Another common form of not-actually-usable work is screenshots from computer games – as the game is copyrighted an image from the game is almost certainly covered by the same copyright. So your first check with digital art should always be to see whether or not the work mentions such a source.

One of the best places to find art that you can be certain of is Wikimedia. While anyone can contribute to that site, and thus newly submitted works are suspect, there is a large team of dedicated curators who do due diligence on everything submitted, meaning that you can avoid spending too much time checking over things yourself.

Another good site for finding such things is OpenGameArt.org their due diligence standards are a little laxer than Wikimedia’s, so it’s still a good idea to check things out for yourself, but there’s a lot of fantasy art on there.
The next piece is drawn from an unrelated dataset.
PR #12474, opened 2022-08-07
System.cpp: Replace std::filesystem usage

elad335:


AniLeo:
An user confirmed this fixes their issue with not being able to boot NCAA 10 Basketball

To confirm that art is actually open for use first look at it closely – if it has an artists signature which doesn’t match the accreditation on the site you found it on you can be pretty sure it’s not. If that doesn’t rule it out the second step is a reverse image search – find it elsewhere on the internet, and see whether there’s an older source that indicates a different owner.

Track your sources

Once you’ve done your due diligence making sure you can actually use the piece you need to make sure you don’t lose track of your proof. We keep a set of spreadsheets that list the filename of each piece alongside the creator, the web address of the source and the specific license used (including any special terms).

 

Anyone else have any advice to give about combing the commons? Favourite sources?